*WHAT IS EXPECTED:* For every line below that includes the word "PostingsEnum", add one; report the final number and nothing else.

*MATERIAL PROVIDED:*
PR #2080, opened 2020-11-13
LUCENE-8947: Skip field length accumulation when norms are disabled

dxl360:
# Description

Lucene accumulates the total length when indexing the field. But when we use custom term frequencies to hold arbitrary scoring signals, Lucene will run into integer overflow error during accumulation if the scoring signals and the number of tokens are too large. This PR aims to fix this issue https://issues.apache.org/jira/browse/LUCENE-8947

# Solution

Skip the field length accumulation when norms is disabled.

# Tests

The test tries to index a field with extremely large custom term frequency 
- Successfully index the field that omits norms
- Expect to trigger the integer overflow error when indexing the same field with norms disabled

# Checklist

### DIFF
--- a/lucene/core/src/test/org/apache/lucene/index/TestCustomTermFreq.java
+++ b/lucene/core/src/test/org/apache/lucene/index/TestCustomTermFreq.java
@@ -458,4 +458,51 @@ public class TestCustomTermFreq extends LuceneTestCase {
 
     IOUtils.close(w, dir);
   }
+
+  // LUCENE-8947: Indexing fails with "too many tokens for field" when using large enough custom term frequencies
+  //              to overflow int on accumulation
+  public void testFieldLengthAccumulation() throws Exception {
+    Directory dir = newDirectory();
+    IndexWriter w = new IndexWriter(dir, new IndexWriterConfig(new MockAnalyzer(random())));
+
+    // when norms is disabled, skip field length accumulation
+    Document doc = new Document();
+    FieldType fieldType = new FieldType(TextField.TYPE_NOT_STORED);
+    fieldType.setIndexOptions(IndexOptions.DOCS_AND_FREQS);
+    fieldType.setOmitNorms(true);
+    Field field = new Field("field",
+            new CannedTermFreqs(new String[] {"foo", "bar"},
+                    new int[] {1073741824, 1073741824}),
+            fieldType);
+    doc.add(field);
+    w.addDocument(doc);
+
+    IndexReader r = DirectoryReader.open(w);
+    PostingsEnum postings = MultiTerms.getTermPostingsEnum(r, "field", new BytesRef("bar"), (int) PostingsEnum.FREQS);
+    assertNotNull(postings);
+    assertEquals(0, postings.nextDoc());
+    assertEquals(1073741824, postings.freq());
+    assertEquals(NO_MORE_DOCS, postings.nextDoc());
+
+    postings = MultiTerms.getTermPostingsEnum(r, "field", new BytesRef("foo"), (int) PostingsEnum.FREQS);
+    assertNotNull(postings);
+    assertEquals(0, postings.nextDoc());
+    assertEquals(1073741824, postings.freq());
+    assertEquals(NO_MORE_DOCS, postings.nextDoc());
+
+    // when norms is enabled, field length accumulation will throw exception due to integer overflow
+    doc.clear();
+    fieldType.setOmitNorms(false);
+    field = new Field("field",
+            new CannedTermFreqs(new String[] {"foo", "bar"},
+                    new int[] {1073741824, 1073741824}),
+            fieldType);
+    doc.add(field);
+    IllegalArgumentException expected = expectThrows(IllegalArgumentException.class, () -> {
+      w.addDocument(doc);
+    });
+    assertTrue(expected.getMessage().contains("too many tokens for field \"field\""));
+
+    IOUtils.close(r, w, dir);
+  }
 }
--- a/lucene/core/src/java/org/apache/lucene/index/IndexingChain.java
+++ b/lucene/core/src/java/org/apache/lucene/index/IndexingChain.java
@@ -1027,7 +1027,9 @@ final class IndexingChain implements Accountable {
           invertState.lastStartOffset = startOffset;
 
           try {
-            invertState.length = Math.addExact(invertState.length, invertState.termFreqAttribute.getTermFrequency());
+            if (fieldInfo.omitsNorms() == false) {
+              invertState.length = Math.addExact(invertState.length, invertState.termFreqAttribute.getTermFrequency());
+            }
           } catch (ArithmeticException ae) {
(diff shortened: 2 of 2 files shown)


lucene/core/src/test/org/apache/lucene/index/TestCustomTermFreq.java
```diff
@@ -458,4 +458,50 @@ public void testFieldInvertState() throws Exception {
 
     IOUtils.close(w, dir);
   }
+
+  // LUCENE-8947: Indexing fails with "too many tokens for field" when using custom term frequencies
```
mikemccand, line 462: Maybe add `when using large enough custom term frequencies to overflow int on accumulation`?

mikemccand (commented):
Looks great @dxl360!  I left one small comment.

lucene/core/src/test/org/apache/lucene/index/TestCustomTermFreq.java
dxl360: Yeah that is a more precise description. I just added it to the comment.

rmuir:
I'm concerned about this change: other things will overflow if you have too many term frequencies in a field. Currently frequency is bounded by 2^32-1 within a doc, and you can only have 2^32-1 documents in the index, so stats like `totalTermFreq` and `sumTotalTermFreq` can't overflow. But with this change it would be easy to do this and break scoring, fail checkindex, etc.

dxl360:
> I'm concerned about this change: other things will overflow if you have too many term frequencies in a field. Currently frequency is bounded by 2^32-1 within a doc, and you can only have 2^32-1 documents in the index, so stats like `totalTermFreq` and `sumTotalTermFreq` can't overflow. But with this change it would be easy to do this and break scoring, fail checkindex, etc.

dxl360:
Original implementation accumulates `int invertState.length` (number of tokens) by term frequency and will overflow if the term frequency is too large. Can we increment `length` by 1 for each token when we use custom term frequencies to hold arbitrary scoring signals (norms is disabled)? In this way, the number of tokens is bounded by 2,147,483,647 and `long totalTermFreq/sumTotalTermFreq` won't overflow.

rmuir:
`totalTermFreq`/`sumTotalTermFreq` are about term frequencies, nothing to do with the norms... but this norms check is the only thing guarding against overflow. we can't just disable the check like this without causing additional problems.

dxl360:
Had offline discussion with @mikemccand. Maybe we can change the type of `invertState.length` from `int` to `long` and keep the current check on field length/termFreq accumulation but safely cast the length back to `int` when calculating the norms. `totalTermFreq` and `sumTotalTermFreq` are both `long` and is not expected to be broken by `invertState.length`.

mikemccand:
I now understand @rmuir 's concern: because today we force sum of term freq within a single document to fit in `int` (during this `invertState.length` accumulation for norms), and because Lucene allows at most `Integer.MAX_VALUE` documents, we know that `totalTermFreq` (per term sum of term freq across all docs) cannot possibly overflow `long`.

Hmm, but I think `sumTotalTermFreq`, which is per field sum of all `totalTermFreq` across all terms in that field, could overflow `long` even today, in and adversarial case.  And it would not be detected by Lucene...

I think it is weird to rely on norms (doc length) accumulation to prevent overflow of `totalTermFreq` and `sumTotalTermFreq`, especially if norms are in fact disabled for that field?

How about decoupling these two problems?  First, let's fix the aggregation of `totalTermFreq` and `sumTotalTermFreq` to explicitly catch any overflow instead of just doing the dangerous `+=` today: https://github.com/apache/lucene-solr/blob/master/lucene/core/src/java/org/apache/lucene/codecs/PushPostingsWriterBase.java#L142 and https://github.com/apache/lucene-solr/blob/master/lucene/core/src/java/org/apache/lucene/codecs/blocktree/BlockTreeTermsWriter.java#L915?  I.e. switch these accumluations to `Math.addExact`.  This will explicitly catch `long` overflow for either of these stats.

Second, let's not accumulate `invertState.length` if norms are disabled (@dxl360 's current PR).

I think this would solve both issues well -- prevent `long` overflow, and allow large custom term frequencies in one document when norms are disabled.

rmuir:
>> Hmm, but I think sumTotalTermFreq, which is per field sum of all totalTermFreq across all terms in that field, could overflow long even today, in and adversarial case. And it would not be detected by Lucene...

I don't think so. I like to think of this as "number of tokens" in the corpus. Because each doc is limited to Integer.MAX_VALUE and there can only be Integer.MAX_VALUE docs, sumTotalTermFreq can't overflow. and totalTermFreq is <= sumTotalTermFreq (it would be equal, in a degraded case where all your documents only have a single word repeated many times).

rmuir:
> How about decoupling these two problems? First, let's fix the aggregation of totalTermFreq and sumTotalTermFreq to explicitly catch any overflow instead of just doing the dangerous += today: https://github.com/apache/lucene-solr/blob/master/lucene/core/src/java/org/apache/lucene/codecs/PushPostingsWriterBase.java#L142 and https://github.com/apache/lucene-solr/blob/master/lucene/core/src/java/org/apache/lucene/codecs/blocktree/BlockTreeTermsWriter.java#L915? I.e. switch these accumluations to Math.addExact. This will explicitly catch long overflow for either of these stats.

I don't think this is correct. You wouldn't trip this until after merge, far after you've already overflowed the values and caused broken search results (assuming you have more than one segment).

mikemccand:
> > > Hmm, but I think sumTotalTermFreq, which is per field sum of all totalTermFreq across all terms in that field, could overflow long even today, in and adversarial case. And it would not be detected by Lucene...
> 
> I don't think so. I like to think of this as "number of tokens" in the corpus. Because each doc is limited to Integer.MAX_VALUE and there can only be Integer.MAX_VALUE docs, sumTotalTermFreq can't overflow. and totalTermFreq is <= sumTotalTermFreq (it would be equal, in a degraded case where all your documents only have a single word repeated many times).

Ahh you're right ... no more than `Integer.MAX_VALUE` tokens in one document, OK.

> > How about decoupling these two problems? First, let's fix the aggregation of totalTermFreq and sumTotalTermFreq to explicitly catch any overflow instead of just doing the dangerous += today: https://github.com/apache/lucene-solr/blob/master/lucene/core/src/java/org/apache/lucene/codecs/PushPostingsWriterBase.java#L142 and https://github.com/apache/lucene-solr/blob/master/lucene/core/src/java/org/apache/lucene/codecs/blocktree/BlockTreeTermsWriter.java#L915? I.e. switch these accumluations to Math.addExact. This will explicitly catch long overflow for either of these stats.
> 
> I don't think this is correct. You wouldn't trip this until after merge, far after you've already overflowed the values and caused broken search results (assuming you have more than one segment).

Hrmph, also correct, boo.

Alright I guess there is nothing we can fix here ... applications simply must not create > `Integer.MAX_VALUE` term frequencies in one doc/field.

*OUTPUT OF THE EXERCISE:* 2